Although the pain is mostly felt at the bottom of the heel, it can also radiate down the entire bottom of the foot toward the toes. Plantar fasciitis is not usually associated with numbness or tingling.
Anatomy of the Plantar Fascia
The plantar fascia consists of dense bands of tissue deep below the skin that extend out in a fan-like fashion from the heel bone to the toes. If you pull your toes and foot toward your head, you will feel this tissue tighten.
What Causes Plantar Fasciitis?
Plantar fasciitis is thought to be caused by repetitive stretching of the tight bands of the plantar fascia which result in micro tears in these bands as they extend from the heel. Because these tears usually do not occur from a single traumatic event, an immediate healing reaction is not triggered. A chronic irritation or inflammation process thereby begins which increases with activity. A sudden weight gain may also increase stress to an otherwise normal plantar fascia.
Pulling of the tight plantar fascia on the heel bone during activity can result in the formation of a bone spur off the tip of the heel bone, at the origin of the plantar fascia tissue. This bone spur itself is not the cause of pain, but rather the mechanical result of the chronic inflammatory process on the bone caused by the stretching of the tight tissue.
Surgery is rarely necessary to treat plantar fasciitis. To decrease your pain and symptoms, you may want to:
Tape the heel and arch. Custom shoe inserts may be needed to support the arch and the heel.
Increase the flexibility of the plantar fascia and calf muscles by doing stretching exercises. Tight calf muscles increase he stress on the plantar fascia and predispose you to plantar fasciitis.
Massage the plantar fascia by rolling your foot over a round tubelike object with a diameter of 3 to 4 inches. A rolling pin works nicely for this.
Strengthen the muscles of the foot and ankle that support the arch. One way to do this is to scrunch up a hand towel with your toes or use your toes to pull a towel weighted with a food can across the floor.
Warm up well before stretching. Cold tissues cannot stretch as effectively. After stretching, ice your heel for 20 to 30 minutes at the point of maximum tenderness to decrease any inflammation that may result from too vigorous a workout.
Consider the use of oral anti-inflammatory medications such as aspirin or ibuprofen.
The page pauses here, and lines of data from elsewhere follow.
PR #380, opened 2026-08-16
test(e2e): cluster re-forms after a full simultaneous pod restart

### LINKED ISSUE #352: e2e test: cluster re-forms after full simultaneous pod restart (stale-address heal)
Follow-up from #333 (requested by @jdheyburn in the #333 review).

#333 adds a reconcile phase that heals a persistent cluster whose members all restarted with new pod IPs (#275): stale peer entries are detected by node ID against the live scraped state and re-introduced with CLUSTER MEET.

This issue tracks an e2e test covering that path, to be added once #333 merges:

1. Create a ValkeyCluster (3 shards, 1 replica, persistence enabled, appendonly).
2. Wait Ready; write a marker key.
3. `kubectl delete pod --all` in the namespace — all pods restart simultaneously, every pod IP changes while each nodes.conf still holds the old peer IPs.
4. Assert: a `StaleAddressesHealed` event is emitted, the CR returns to Ready with `cluster_state:ok` within a bounded window (~1 min), and the marker key is still readable — without any manual CLUSTER MEET.

Optionally also assert the negative: no `NodeForgetFailed`/forget of live members during recovery (the #333 forget guard).

I'll pick this up after #333 lands.

matka12:
## Summary

The e2e test promised in #352, covering the stale-address heal merged in #333 (#275).

## Scenario

1. Create a 3-shard / 1-replica **persistent** ValkeyCluster (new sample manifest) and wait for Ready.
2. Write a canary key.
3. `kubectl delete pod -l valkey.io/cluster=...` — all six pods restart at once, every pod IP changes while each persisted `nodes.conf` still holds the old peer addresses. No node is isolated, so only the heal phase can re-form the cluster.
4. Assert:
   - a `StaleAddressesHealed` event is emitted for the cluster,
   - the CR returns to `Ready` with 3 ready shards, without any manual `CLUSTER MEET`,
   - `cluster_state:ok` and the canary key survived (AOF on the PVCs),
   - **no** `StaleNodeForgotten` event for the cluster during recovery — the forget guard from #333 (a forget here would 60s-ban the rejoining member).

## Verification

Ran the exact scenario against an image built from current main (`5676fb9`) on a local cluster: heal event fired (`Re-introduced 6 peer link(s) whose addresses changed`), Ready ~40s after the kill, canary intact, zero forget events.

Closes #352


matka12:
Addressed both review findings in 2d53da5 — same root issue from two angles: event assertions weren't isolated from retained events of an earlier same-named cluster.

- Both event queries now match `involvedObject.uid` of the CR created by this run, so events from a previous `cluster-persistent-restart` object can neither satisfy the heal assertion nor fail the forget assertion.
- Both assertions are additionally scoped to the restart window via pre-kill counts: `StaleAddressesHealed` must **increase** after the pod deletion (an event from initial formation can't pass it), and `StaleNodeForgotten` must stay **unchanged** (an unrelated earlier forget can't fail it).

config/samples/kustomization.yaml
```diff
@@ -2,4 +2,5 @@
 resources:
 - v1alpha1_valkeycluster.yaml
 - v1alpha1_valkeycluster-persistent.yaml
+- v1alpha1_valkeycluster-persistent-restart.yaml
```
bjosv: I'm not sure why we even kept the file kustomization.yaml in the repo.
We haven't added most sample manifests here anyway, so adding this is not needed in my view

config/samples/v1alpha1_valkeycluster-persistent-restart.yaml
```diff
@@ -0,0 +1,11 @@
+apiVersion: valkey.io/v1alpha1
```
bjosv: Could the manifest be inlined in the test rather than adding a new sample file? (See [example](https://github.com/valkey-io/valkey-operator/blob/7da59cbb5d8b4258876b03969825826a1913fec0/test/e2e/valkeycluster_test.go#L1405))

This manifest is somewhat test specific and not needed as a user-facing example.

matka12: Done in c32c8bd — manifest inlined in the test (same pattern as the persistence-mutation specs), sample file and kustomization entry dropped.

config/samples/kustomization.yaml
matka12: Reverted — kustomization.yaml untouched now.

test/e2e/valkeycluster_restart_test.go
```diff
@@ -0,0 +1,167 @@
...
+			Expect(err).NotTo(HaveOccurred())
+			return len(utils.GetNonEmptyLines(output))
+		}
+		healEventsBefore := countEvents("StaleAddressesHealed")
+		forgottenEventsBefore := countEvents("StaleNodeForgotten")
+
+		By("deleting all pods at once so every pod IP changes")
+		cmd = exec.Command("kubectl", "delete", "pod",
+			"-l", podSelector, "--wait=false")
+		_, err = utils.Run(cmd)
```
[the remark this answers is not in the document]
matka12: Fixed in 5102171 — the test now snapshots the 6 pod UIDs before the kill and, right after the delete, waits until 6 pods exist that all carry NEW UIDs before any recovery assertion runs. A partial restart can no longer pass.

test/e2e/valkeycluster_restart_test.go
```diff
@@ -0,0 +1,167 @@
...
+  persistence:
+    size: 1Gi
+  config:
+    appendonly: "yes"
+`, clusterName)
+		cmd := exec.Command("kubectl", "delete", "valkeycluster", clusterName, "--ignore-not-found=true")
+		_, _ = utils.Run(cmd)
+		cmd = exec.Command("kubectl", "apply", "-f", "-")
+		cmd.Stdin = strings.NewReader(manifest)
+		_, err := utils.Run(cmd)
```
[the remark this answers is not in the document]
matka12: Fixed in 5102171 — setup now deletes any leftover CR and matching PVCs with --wait plus error checks before applying the manifest (retained PVCs would seed the run with old nodes.conf/canary data), and AfterAll waits and asserts on both deletions instead of discarding errors. Also applied the callback-scoped Gomega point from the outside-diff comment: countEvents/getPodUIDs now return errors and the Eventually callbacks assert via g.Expect, so transient kubectl failures retry instead of aborting the spec.

matka12:
@coderabbitai resolve

All three findings from the last round are addressed in 5102171:
- pod-UID snapshot + full-replacement gate before any recovery assertion (greptile P1)
- deterministic setup/teardown: leftover CR + PVCs deleted with --wait and error checks (CodeRabbit major)
- countEvents/getPodUIDs return errors and Eventually callbacks assert via the callback-scoped g.Expect (CodeRabbit outside-diff)

CI is green on that commit including the e2e suite.

jdheyburn (approved):
LGTM, thank you!

jdheyburn:
memo: Update branch and enable auto-merge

These medications can decrease the inflammation of the plantar fascia and thus decrease your symptoms so that you can stretch and improve your flexibility. In some cases, your physician may recommend a prescription antiinflammatory for you.
Try a night splint. These devices, prescribed by your physician, keep the foot flexed at 90 degrees instead of the typical relaxed foot position of toes pointed down that occurs during sleep. Wearing a splint may lessen the pain of the first step in the morning.
Massage the heel with a sports cream, which may lessen symptoms. A variety of “hands on” therapeutic treatments can also be administered by a physical therapist.
How to Prevent Plantar Fasciitis
Always warm up well and stretch before participating in sports.
Wear good, supportive shoes for your athletic activities.
Keep the muscles of your feet and ankles strong to support your arch.
Don’t try running to lose weight after a rapid weight gain. Walk first, and stretch the muscles of the foot and calf to help condition your body before running.
Avoid activities that cause pain in your heel.
See your physician if pain persists despite these measures.